▶ [Exercise requirements]: Your answer must be an exact copy of the records below.

===============

PR #4537, opened 2026-07-24
feat(sqlite): support SQLCipher-encrypted databases

### LINKED ISSUE #625: QUESTION: SQLite with SQLCipher encryption
**Details:**
I'd like to open an encrypted SQLite database. From the popup dialog when I select the SQLite connection type, I only see the database file input and the connection name input. Is there any workaround to specify the encryption settings and the password?

Operating System: macOS Catalina (10.15.7)
App Version [help -> about]: 1.10.2 (1.10.2)

N/A

guilhermeprokisch:
Closes #625.

Adds support for opening and working with encrypted SQLite databases (SQLCipher and compatible schemes), one of the longest-standing feature requests.

image

## Approach

Swaps `better-sqlite3` for the drop-in [`better-sqlite3-multiple-ciphers`](https://github.com/m4heshd/better-sqlite3-multiple-ciphers) build (same API, actively maintained, recommended in #625) and adds a password + cipher UI to the SQLite connection form.

## Changes

- **Driver**: alias `better-sqlite3` → `better-sqlite3-multiple-ciphers`. Every existing import (client, cursor, knex, TypeORM app DB) keeps working unchanged.
- **Client**: apply `PRAGMA cipher` / `legacy` / `key` when a connection password is set, in both `SqliteClient` and the streaming `SqliteCursor`. Databases created from an encrypted connection are encrypted with the same key.
- **SQLCipher compatibility**: the multiple-ciphers `sqlcipher` scheme defaults to `legacy=0`, which is **not** binary-compatible with databases produced by the real SQLCipher library. Default to `legacy=4` so genuine SQLCipher files open, and expose a compatibility selector (v4–v1) for older databases.
- **UI**: new "Encryption" section on the SQLite form — cipher dropdown (SQLCipher, ChaCha20, AES-256/128-CBC, RC4), password field, and a SQLCipher compatibility selector. The password uses the existing encrypted `password` column and respects "Save Passwords".
- **Persistence**: new `sqliteOptions.{cipher,cipherCompatibility}` on saved/used connections via migration, plumbed through the connection provider.
- **Errors**: clear messages for encrypted-without-password and wrong-key/cipher connects instead of the cryptic "file is not a database".

## Testing

Integration tests cover a genuine SQLCipher v4 file (connect, read, stream), a SQLCipher v3 file requiring the compatibility selector, and the failure paths (no password, wrong password). Existing SQLite integration suite passes against the new driver (unencrypted behaviour unchanged). Both esbuild and vite production builds pass.


Waldenesque:
I don't have an opinion either way on supporting encrypted databases, however if the decision is made to accept this change, it's probably better to wait a little longer before moving ahead.

Recently `better-sqlite3` was refactored to be a Node-API addon rather than directly interfacing with Node internals. This is a fantastic change over the long term, since it will make ongoing maintenance simpler and easier, and it eliminates the need for lifecycle scripts which are disabled by default starting with npm 12. So this is great news, however in the short term it is a significant transition.

The author of `better-sqlite3-multiple-ciphers` @m4heshd is aware of all this, however there has not yet been a new version published since the Node-API refactor. It would probably make sense to let `better-sqlite3-multiple-ciphers` update to the latest `better-sqlite3`, and then wait a modest period of time to ensure any potential bugs or edge cases can be handled before making this switch in Beekeeper Studio.

Thank you.

m4heshd:
@Waldenesque Just released [`v13.0.0-beta.0`](https://github.com/m4heshd/better-sqlite3-multiple-ciphers/releases/tag/v13.0.0-beta.0). It would be very helpful if the community, including you, could test it. And yes, now that it relies on a stable runtime API, it would be so easy to use BS3MC as a replacement.

m4heshd:
FYI, as no issues have been reported with the beta, stable release [`v13.0.3`](https://github.com/m4heshd/better-sqlite3-multiple-ciphers/releases/tag/v13.0.3) of BS3MC has been published. I support this PR.

Waldenesque:
This is great to hear. I should clarify, I'd checked this repo to see if folks were aware of the new `better-sqlite3`, and noticed this PR. I'm not familiar with typical practices here, and also I didn't realize `better-sqlite3-multiple-ciphers` was so close to shipping an update, so I worded my earlier comment in a generic overview style.

The two primary contributors here know best when things are good to move forward. Thanks to both of you for doing this work!

guilhermeprokisch:
Bumped the dependency to `better-sqlite3-multiple-ciphers@^13.0.3` (the stable Node-API build) in the latest commit — thanks @m4heshd for turning that around so quickly, and @Waldenesque for flagging the Node-API transition.

The full SQLite integration suite passes against v13, including the SQLCipher v4 and v3 encryption cases (connect / read / stream) and the failure paths (no password, wrong password, wrong compatibility revision). Both the esbuild and vite production builds are green, and existing unencrypted SQLite behaviour is unchanged.

Ready for review whenever a maintainer has a chance.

===============

▶ [Solution for this exercise]:
PR #4537, opened 2026-07-24
feat(sqlite): support SQLCipher-encrypted databases

### LINKED ISSUE #625: QUESTION: SQLite with SQLCipher encryption
**Details:**
I'd like to open an encrypted SQLite database. From the popup dialog when I select the SQLite connection type, I only see the database file input and the connection name input. Is there any workaround to specify the encryption settings and the password?

Operating System: macOS Catalina (10.15.7)
App Version [help -> about]: 1.10.2 (1.10.2)

N/A

guilhermeprokisch:
Closes #625.

Adds support for opening and working with encrypted SQLite databases (SQLCipher and compatible schemes), one of the longest-standing feature requests.

image

## Approach

Swaps `better-sqlite3` for the drop-in [`better-sqlite3-multiple-ciphers`](https://github.com/m4heshd/better-sqlite3-multiple-ciphers) build (same API, actively maintained, recommended in #625) and adds a password + cipher UI to the SQLite connection form.

## Changes

- **Driver**: alias `better-sqlite3` → `better-sqlite3-multiple-ciphers`. Every existing import (client, cursor, knex, TypeORM app DB) keeps working unchanged.
- **Client**: apply `PRAGMA cipher` / `legacy` / `key` when a connection password is set, in both `SqliteClient` and the streaming `SqliteCursor`. Databases created from an encrypted connection are encrypted with the same key.
- **SQLCipher compatibility**: the multiple-ciphers `sqlcipher` scheme defaults to `legacy=0`, which is **not** binary-compatible with databases produced by the real SQLCipher library. Default to `legacy=4` so genuine SQLCipher files open, and expose a compatibility selector (v4–v1) for older databases.
- **UI**: new "Encryption" section on the SQLite form — cipher dropdown (SQLCipher, ChaCha20, AES-256/128-CBC, RC4), password field, and a SQLCipher compatibility selector. The password uses the existing encrypted `password` column and respects "Save Passwords".
- **Persistence**: new `sqliteOptions.{cipher,cipherCompatibility}` on saved/used connections via migration, plumbed through the connection provider.
- **Errors**: clear messages for encrypted-without-password and wrong-key/cipher connects instead of the cryptic "file is not a database".

## Testing

Integration tests cover a genuine SQLCipher v4 file (connect, read, stream), a SQLCipher v3 file requiring the compatibility selector, and the failure paths (no password, wrong password). Existing SQLite integration suite passes against the new driver (unencrypted behaviour unchanged). Both esbuild and vite production builds pass.


Waldenesque:
I don't have an opinion either way on supporting encrypted databases, however if the decision is made to accept this change, it's probably better to wait a little longer before moving ahead.

Recently `better-sqlite3` was refactored to be a Node-API addon rather than directly interfacing with Node internals. This is a fantastic change over the long term, since it will make ongoing maintenance simpler and easier, and it eliminates the need for lifecycle scripts which are disabled by default starting with npm 12. So this is great news, however in the short term it is a significant transition.

The author of `better-sqlite3-multiple-ciphers` @m4heshd is aware of all this, however there has not yet been a new version published since the Node-API refactor. It would probably make sense to let `better-sqlite3-multiple-ciphers` update to the latest `better-sqlite3`, and then wait a modest period of time to ensure any potential bugs or edge cases can be handled before making this switch in Beekeeper Studio.

Thank you.

m4heshd:
@Waldenesque Just released [`v13.0.0-beta.0`](https://github.com/m4heshd/better-sqlite3-multiple-ciphers/releases/tag/v13.0.0-beta.0). It would be very helpful if the community, including you, could test it. And yes, now that it relies on a stable runtime API, it would be so easy to use BS3MC as a replacement.

m4heshd:
FYI, as no issues have been reported with the beta, stable release [`v13.0.3`](https://github.com/m4heshd/better-sqlite3-multiple-ciphers/releases/tag/v13.0.3) of BS3MC has been published. I support this PR.

Waldenesque:
This is great to hear. I should clarify, I'd checked this repo to see if folks were aware of the new `better-sqlite3`, and noticed this PR. I'm not familiar with typical practices here, and also I didn't realize `better-sqlite3-multiple-ciphers` was so close to shipping an update, so I worded my earlier comment in a generic overview style.

The two primary contributors here know best when things are good to move forward. Thanks to both of you for doing this work!

guilhermeprokisch:
Bumped the dependency to `better-sqlite3-multiple-ciphers@^13.0.3` (the stable Node-API build) in the latest commit — thanks @m4heshd for turning that around so quickly, and @Waldenesque for flagging the Node-API transition.

The full SQLite integration suite passes against v13, including the SQLCipher v4 and v3 encryption cases (connect / read / stream) and the failure paths (no password, wrong password, wrong compatibility revision). Both the esbuild and vite production builds are green, and existing unencrypted SQLite behaviour is unchanged.

Ready for review whenever a maintainer has a chance.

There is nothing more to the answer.